##### Input data #####
PR #2668, opened 2015-02-11
Make defaulted paths as modified, on existing documents

### LINKED ISSUE #2558: default values are not saved when added to existing documents
If default values are added to your schema after a document has been created, updating your document without manually touching the property will result in the document being saved without the default value. 

Steps to reproduce
1. Create a test schema and save a few records
2. Update the test schema and add a default of Date.now
3. Write a script to pull a record. If you were to console.log this record, you'll actually see that the default is kicking in and the Date.now is populated
4. perform record.save( function(err,saved){ console.log(saved)}). Saved contains the default of Date.now. 
5. Check your db, and look for Date.now. You'll see that the property still does not exist. 

I think this is a pretty bad bug as it shows the property being populated before and after the record has been saved.

jondavidjohn:
This should fix #2558

### DIFF
--- a/lib/document.js
+++ b/lib/document.js
@@ -209,6 +209,7 @@ Document.prototype.$__buildDoc = function (obj, fields, skipId) {
             if ('undefined' !== typeof def) {
               doc_[piece] = def;
               self.$__.activePaths.default(p);
+              self.$__.activePaths.modify(p);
#####
== Problem description ==
Among the records above, only the lines between the line holding "If default values" and the line holding "5. Check your", inclusive, are to be output, exactly as written.

== Task solution ==
If default values are added to your schema after a document has been created, updating your document without manually touching the property will result in the document being saved without the default value. 

Steps to reproduce
1. Create a test schema and save a few records
2. Update the test schema and add a default of Date.now
3. Write a script to pull a record. If you were to console.log this record, you'll actually see that the default is kicking in and the Date.now is populated
4. perform record.save( function(err,saved){ console.log(saved)}). Saved contains the default of Date.now. 
5. Check your db, and look for Date.now. You'll see that the property still does not exist. 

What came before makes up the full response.